Currently the sticks are in a 150 qt Coleman marine cooler with some shelving by Forrest. While the thought of a walk-in is a wild one, the reality is we're better off keeping it a closet. I read a ton of wineador threads last night and will try and get through the rest of them this morning. 

A couple of Qs for the masses here. I'm really leaning toward the NewAir AW-280E. That seems to be one of the more popular ones people are using. Is there any reason to consider one of the others (Edgestar, Vinotemp, etc)? I'll be keeping the Coleman for box storage so I'm not overly concerned about running out of space. 

I'll also be fitting it with drawers from Forrest. My wife has already picked out the location in our upstairs office for it. She would like a black out look to it and I was considering going with wenge wood drawer fronts, although a black auto tint film on the glass door would be cheaper and probably look better. Hmmmm, more decisions and input welcome. 

Anyway, first things first...buying the wine fridge. Any comments (pro or con) regarding the unit would be appreciated. Thanks!


----------



## BrunoBlack (Jul 9, 2012)

You are indeed lucky to have such an understanding wife. Remember measure at least twice or you will end up putting it in a cellar lol.


----------



## sierrawest (Jun 24, 2012)

Congrats! I have had my NewAir AW-280E up and running now for a few months and couldn't be happier with it. Rock solid RH and temp, (including 2 weeks of 100 degree plus outdoor temps) sticks in perfect condition, and it looks really good.

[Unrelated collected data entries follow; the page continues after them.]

PR #637, opened 2020-12-09
Update EstimatePoolingFractions to be able to use GT.AF for per-sample allele frequencies

tfenne:
EstimatePoolingFractions is used when we do mixture experiments (i.e. mixing some number of samples), using known genotypes to accurately estimate the pooling of the samples (i.e. what fraction of the pool does each sample represent).  Up until this PR the assumption was that input samples were simple diploid germline samples, and so when performing the regression we estimate the fraction of each sample that is ALT at any SNP by a simple: homref -> 0, het -> 0.5, homvar -> 1.

What this change does is switches to use the per-sample `AF` field _if_ it is available.  If `AF` is not present for any given sample it will fall back to using the 0/0.5/1 system.  The motivation for this is to allow multi-level pooling using `EstimatePoolingFractions` and `MakeMixtureVcf`.  E.g. imagine a case where you mixed 10 samples equally into _Pool A_ and then 2 samples equally into _Pool B_, and then made a final pool of 95% _Pool B_ with only 5% _Pool A_.  In theory you could run `EstimatePoolingFractions` and feed it all twelve input samples and if you have deep enough coverage of enough SNPs it would do the right thing.  However given the very uneven target pooling, with less than ideal sequencing, it is very hard to accurately estimate the constituents of _Pool A_ in the final pool.  What this allows for is an experiment where you also sequence _Pool A_ and _Pool B_ in addition to the final pool, you can now:

1. EstimatePoolingFractions on _Pool A_ and _Pool B_
2. Use the resulting estimates to make mixture VCFs using `MakeMixtureVcf` which populates the `GT.AF` field
3. Run EstimatePoolingFractions on the final pool treating it as a mixture of the _Pool A_ and _Pool B_ mixtures.

### DIFF
--- a/src/main/scala/com/fulcrumgenomics/bam/EstimatePoolingFractions.scala
+++ b/src/main/scala/com/fulcrumgenomics/bam/EstimatePoolingFractions.scala
@@ -33,12 +33,9 @@ import com.fulcrumgenomics.commons.util.LazyLogging
 import com.fulcrumgenomics.sopt.{arg, clp}
 import com.fulcrumgenomics.util.Metric.{Count, Proportion}
 import com.fulcrumgenomics.util.{Io, Metric, Sequences}
-import com.fulcrumgenomics.vcf.ByIntervalListVariantContextIterator
 import com.fulcrumgenomics.vcf.api.{Variant, VcfSource}
 import htsjdk.samtools.util.SamLocusIterator.LocusInfo
 import htsjdk.samtools.util._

Have fun setting it up, with all the information and pics on the forum you will have no problems.


----------



## RetiredNavyIC (Jun 3, 2011)

I've had a Newair AW-280E for 11 months now. It is a good unit, but there is one issue. If there is a loss of power, when power is restored, the digital controls default to the coldest setting, 55F. So, if your not around to set it back to a higher setting, you'll end up with extra condensation. I believe the Edgestar has a analogue control, so it won't have this issue. Maybe someone with an Edgestar can confirm this.


----------



## socalocmatt (Dec 22, 2010)

I have a suggestion



Tell your wife how awesome she is :thumb:


----------



## mcgreggor57 (Nov 3, 2011)

RetiredNavyIC said:


> It is a good unit, but there is one issue. If there is a loss of power, when power is restored, the digital controls default to the coldest setting, 55F. So, if your not around to set it back to a higher setting, you'll end up with extra condensation. I believe the Edgestar has a analogue control, so it won't have this issue. Maybe someone with an Edgestar can confirm this.


Noted, thanks.


socalocmatt said:


> I have a suggestion
> 
> Tell your wife how awesome she is :thumb:


That's a definite. Of course I'm waiting for the ol "since you're getting a new toy I want a ...." conversation.
Still, I'm getting a new toy! LOL


----------



## Hannibal (Apr 22, 2011)

Gregg,

I'm running a vinotemp compressor model (think refrigerator) and it's been working great for over a year now. One thing I did do differently is get a Electronic Temperature Control (ETC) I got a digital one that has a memory and everything. What this allows you to do is set a on and off temp higher than what the standard cooler controls do. Mine will stay set at a solid 70deg all the time. Also if there is a power outage when the power is restored there is no worry about it dropping to the lowest temp setting the cooler has.


----------



## zephead61 (Apr 18, 2012)

Good for you Gregg! I keep hearing that Vinotemp makes a better cooler, but continue to hear good things about NewAir. But what do I know, I don't don't have either one.......yet! All I know is that I am jealous!


----------



## Packerjh (Nov 29, 2009)

I have an edgestar...works great but the control and light switch is in the top right back...I have to remove a drawer to adjust or use the light...also I've been having some low RH issues...must stabilize!!!


----------



## IBEW (Jan 17, 2009)

Gregg - I have the NewAir AW280-E and love it. This is the only one I've ever owned so I can't compare it to anything, but I haven't had any problems with it. As far as the blacked out look, I also did that and instead of installing the stainless steel handle on it, I filled the 2 holes with small flat plastic black plugs.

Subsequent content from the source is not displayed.